[What is being asked]:
Find every line of the records that has "good" and return it.

━━━ Task material ━━━

PR #1166, opened 2021-10-04
Wnmgds 1105 helpdrawer util classes

zarahzachz:
## Summary
Refactored CSS util classes, consolidating rules into component name-spaced classes. I needed to create some new classes to accommodate this work. Also addressed, [WNMGDS-1073](https://jira.cms.gov/browse/WNMGDS-1073) so the HTML example matched the React example.

## How to test
You can see the changes here (you actually shouldn't see any change outside of the HTML example footer behavior): http://design-system-demo.s3-website-us-east-1.amazonaws.com/WNMGDS-1073-helpdrawer-util-classes

I ran Backstop on this work and 1 issue popped up relating to HelpDrawer. However, it was unclear what was wrong with it. The diff looked like HelpDrawer text was off by maybe 1px, which didn't seem like a real issue.

### DIFF
--- a/packages/design-system/src/components/HelpDrawer/HelpDrawer.jsx
+++ b/packages/design-system/src/components/HelpDrawer/HelpDrawer.jsx
@@ -90,11 +90,11 @@ export class HelpDrawer extends React.PureComponent {
            * separation between our sticky header, and the flex container
            * so things display as expected when the body content overflows
            */}
-          <div className="ds-u-fill--gray-lightest ds-u-padding--2 ds-u-display--flex ds-u-align-items--start">
+          <div className="ds-c-help-drawer__header-container">
             <Heading
               ref={(el) => (this.headingRef = el)}
               tabIndex="0"
-              className="ds-u-text--lead ds-u-margin-y--0 ds-u-margin-right--2"
+              className="ds-c-help-drawer__header-heading"
             >
               {
                 // TODO: make heading required after removing title
@@ -103,7 +103,7 @@ export class HelpDrawer extends React.PureComponent {
             </Heading>
             <Button
               aria-label={ariaLabel}
-              className="ds-u-margin-left--auto ds-c-help-drawer__close-button"
+              className="ds-c-help-drawer__header-button ds-c-help-drawer__close-button"
               size="small"
               onClick={onCloseClick}
             >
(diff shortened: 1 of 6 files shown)


packages/design-system/src/styles/components/_HelpDrawer.scss
```diff
@@ -54,6 +62,21 @@
...
 }
 
+.ds-c-help-drawer__header-container {
+  align-items: flex-start;
+  background-color: $help-drawer-header-fill;
+  display: flex;
+  padding: $help-drawer-padding;
+}
+
+.ds-c-help-drawer__header-heading {
```
pwolfert, line 72: The utility classes you replaced with this includes a `ds-u-text--lead`. Does that need to be added here?

packages/design-system/src/styles/components/_HelpDrawer.scss
```diff
@@ -72,5 +97,21 @@
...
 
 .ds-c-help-drawer__footer {
+  background-color: $help-drawer-footer-fill;
   flex-shrink: 0;
+  font-size: $small-font-size;
+  line-height: 1.5;
+  padding: $help-drawer-padding;
+
+  @media (min-width: $width-lg) {
+    font-size: $base-font-size;
```
pwolfert, line 107: It looks like the media queries that you replaced actually applied to the `help-drawer__content` and not the footer. I can see the difference when I look at it on small screens:

footer-size

pwolfert (commented):
It looks identical for larger screen sizes! There seems to be a difference for smaller screens (see comments below). When I compare your branch and what's on master in two tabs on a larger window, I don't see a difference.

packages/design-system/src/components/HelpDrawer/HelpDrawer.jsx
```diff
@@ -103,7 +103,7 @@ export class HelpDrawer extends React.PureComponent {
             </Heading>
             <Button
               aria-label={ariaLabel}
-              className="ds-u-margin-left--auto ds-c-help-drawer__close-button"
+              className="ds-c-help-drawer__header-button ds-c-help-drawer__close-button"
```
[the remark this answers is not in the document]
zarahzachz: You're probably right. Updating!

packages/design-system/src/styles/components/_HelpDrawer.scss
zarahzachz: Turns out `ds-u-text--lead` wasn't a real class. I think the class that was wanted was `ds-text--lead`, but since the style wasn't applied, I assumed this class was unnecessary. 

On that point, it was a little confusing seeing some text helper classes that appeared to be utilities not have that `-u` identifier. I encountered similar confusion font-sizing classes for various media breakpoints. It's probably 100% my lack of familiarity with our util classes, but it wasn't immediately intuitive what the class was accomplishing. Is this a problem? I dunno. Just wanted to point it out.

packages/design-system/src/styles/components/_HelpDrawer.scss
zarahzachz: So it is... wonder why VisReg didn't pick it up 🤔

packages/design-system/src/styles/components/_HelpDrawer.scss
pwolfert: That's a good point. It totally seems like a utility class, but they appear to be in a category of their own and treated as first-class citizens. @line47, what do you think about this? Does it make sense to you for these typography classes to omit the `-u` prefix? The other thing I can think to compare it to are the layout classes with `-l`. If we did want typography to be separate, shouldn't we continue the pattern with something like `-t` for typography? All that said, I'm not eager to make breaking changes 😆

pwolfert (approved):
LGTM 👍

line47 (changes requested):
Looks good, I have one small change to the SCSS variable naming

line47 (approved):
LGTM!

PR #1182, opened 2021-10-11
Refactor utils out of StepList.

zarahzachz:
## Summary
[Jira 1111](https://jira.cms.gov/browse/WNMGDS-1111)

### Changed
Consolidated margin-top util into the `ds-c-step-list` class.

## How to test
Compare [test url](http://design-system-demo.s3-website-us-east-1.amazonaws.com/WNMGDS-1111/steplist-utils/patterns/step-list/) to [prod](https://design.cms.gov/patterns/step-list/) - there should be no difference.

I ran Backstop and saw no errors.

### DIFF
--- a/packages/design-system/src/types/Dialog/Dialog.d.ts
+++ b/packages/design-system/src/types/Dialog/Dialog.d.ts
@@ -1,26 +1,9 @@
+/* eslint-disable filenames/match-exported */
 import * as React from 'react';
 
 export type DialogCloseButtonSize = 'small' | 'big';
 
 export type DialogSize = 'narrow' | 'wide' | 'full';
-
-export interface AnalyticsEventShape {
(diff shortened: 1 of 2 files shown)


zarahzachz:
@line47 There were 2 util classes I made the call to keep throughout this process: `.ds-u-visibility--screen-reader` and `.ds-u-clearfix` (I think that's the correct class name for that one).

With the screen-reader class, I chose to keep it around since a) this class is so widely used throughout our system for the same reason that it didn't make much sense to recreate these same styles for each component and bloat our CSS unnecessarily and b) it only exists to support a11y and we don't want folks overwriting those styles anyway.

Clearfix was kept because the styles in that class don't have the `!important` flag, so folks could overwrite them even though this is a util class.

PR #1185, opened 2021-10-12
[WNMGDS-762] lodash import update

scheul93:
## Summary
Standardizing the way we import lodash modules. This is for consistency but to also preemptively remove [per package modules](https://lodash.com/per-method-packages) which will be removed in a future lodash release

### Added
`lodash` as a dependency of the `design-system` package

### Changed
Any usage of the `uniqueid` lodash module was updated to import like other lodash modules

## How to test

- Ran tests and nothing broke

━━━

[Exercise answer]:
pwolfert: That's a good point. It totally seems like a utility class, but they appear to be in a category of their own and treated as first-class citizens. @line47, what do you think about this? Does it make sense to you for these typography classes to omit the `-u` prefix? The other thing I can think to compare it to are the layout classes with `-l`. If we did want typography to be separate, shouldn't we continue the pattern with something like `-t` for typography? All that said, I'm not eager to make breaking changes 😆
Looks good, I have one small change to the SCSS variable naming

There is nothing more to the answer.